## EXERCISE
Go through the listing and copy each line with the string "have".

## DATA PROVIDED
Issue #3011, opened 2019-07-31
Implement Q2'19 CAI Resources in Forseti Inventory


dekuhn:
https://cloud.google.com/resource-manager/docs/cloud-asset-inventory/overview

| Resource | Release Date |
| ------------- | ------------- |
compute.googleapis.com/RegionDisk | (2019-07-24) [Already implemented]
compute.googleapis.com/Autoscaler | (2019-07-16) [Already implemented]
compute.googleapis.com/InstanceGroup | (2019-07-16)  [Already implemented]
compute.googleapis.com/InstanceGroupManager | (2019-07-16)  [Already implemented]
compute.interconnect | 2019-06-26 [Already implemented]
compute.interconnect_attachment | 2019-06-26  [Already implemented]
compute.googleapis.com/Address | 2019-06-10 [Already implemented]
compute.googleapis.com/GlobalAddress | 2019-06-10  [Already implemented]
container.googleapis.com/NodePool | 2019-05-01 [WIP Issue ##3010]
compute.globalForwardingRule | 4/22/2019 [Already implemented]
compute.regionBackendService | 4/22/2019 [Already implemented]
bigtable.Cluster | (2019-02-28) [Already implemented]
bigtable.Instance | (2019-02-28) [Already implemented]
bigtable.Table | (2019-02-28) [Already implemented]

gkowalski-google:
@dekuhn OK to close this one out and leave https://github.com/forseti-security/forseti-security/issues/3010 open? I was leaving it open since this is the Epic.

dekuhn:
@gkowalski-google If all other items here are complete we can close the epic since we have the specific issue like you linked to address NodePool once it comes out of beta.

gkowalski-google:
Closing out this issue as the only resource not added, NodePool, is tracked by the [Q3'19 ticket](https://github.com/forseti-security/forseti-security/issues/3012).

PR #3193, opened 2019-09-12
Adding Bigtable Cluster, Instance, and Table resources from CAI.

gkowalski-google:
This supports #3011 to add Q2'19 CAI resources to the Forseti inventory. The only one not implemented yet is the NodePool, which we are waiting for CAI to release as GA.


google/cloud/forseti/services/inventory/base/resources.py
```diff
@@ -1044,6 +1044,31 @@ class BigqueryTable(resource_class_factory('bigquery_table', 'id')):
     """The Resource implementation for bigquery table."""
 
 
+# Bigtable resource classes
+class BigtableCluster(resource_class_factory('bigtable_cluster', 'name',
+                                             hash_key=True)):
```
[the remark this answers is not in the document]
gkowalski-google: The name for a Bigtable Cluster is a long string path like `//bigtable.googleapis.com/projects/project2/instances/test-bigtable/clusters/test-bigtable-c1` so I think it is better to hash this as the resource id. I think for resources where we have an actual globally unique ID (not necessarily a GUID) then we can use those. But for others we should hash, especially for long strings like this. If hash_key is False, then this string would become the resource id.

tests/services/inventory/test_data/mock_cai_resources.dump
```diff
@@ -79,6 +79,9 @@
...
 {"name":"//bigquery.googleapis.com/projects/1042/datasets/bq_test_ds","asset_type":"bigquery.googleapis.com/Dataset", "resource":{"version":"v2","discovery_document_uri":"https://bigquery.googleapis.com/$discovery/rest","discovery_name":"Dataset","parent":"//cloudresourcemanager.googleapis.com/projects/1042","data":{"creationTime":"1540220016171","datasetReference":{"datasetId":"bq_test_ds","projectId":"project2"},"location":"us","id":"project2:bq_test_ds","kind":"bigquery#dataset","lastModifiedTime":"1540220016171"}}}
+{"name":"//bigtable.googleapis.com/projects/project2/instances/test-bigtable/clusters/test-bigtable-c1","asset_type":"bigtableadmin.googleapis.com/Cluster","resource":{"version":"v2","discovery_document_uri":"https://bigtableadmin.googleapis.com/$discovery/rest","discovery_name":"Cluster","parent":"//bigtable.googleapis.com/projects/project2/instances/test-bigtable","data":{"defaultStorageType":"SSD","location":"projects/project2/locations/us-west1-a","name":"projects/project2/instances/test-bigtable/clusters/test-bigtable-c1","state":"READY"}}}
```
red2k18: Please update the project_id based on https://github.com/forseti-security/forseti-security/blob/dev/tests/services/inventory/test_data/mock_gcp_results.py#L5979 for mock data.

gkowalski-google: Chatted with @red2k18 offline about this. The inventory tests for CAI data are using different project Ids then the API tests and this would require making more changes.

## THE ANSWER
@gkowalski-google If all other items here are complete we can close the epic since we have the specific issue like you linked to address NodePool once it comes out of beta.
gkowalski-google: The name for a Bigtable Cluster is a long string path like `//bigtable.googleapis.com/projects/project2/instances/test-bigtable/clusters/test-bigtable-c1` so I think it is better to hash this as the resource id. I think for resources where we have an actual globally unique ID (not necessarily a GUID) then we can use those. But for others we should hash, especially for long strings like this. If hash_key is False, then this string would become the resource id.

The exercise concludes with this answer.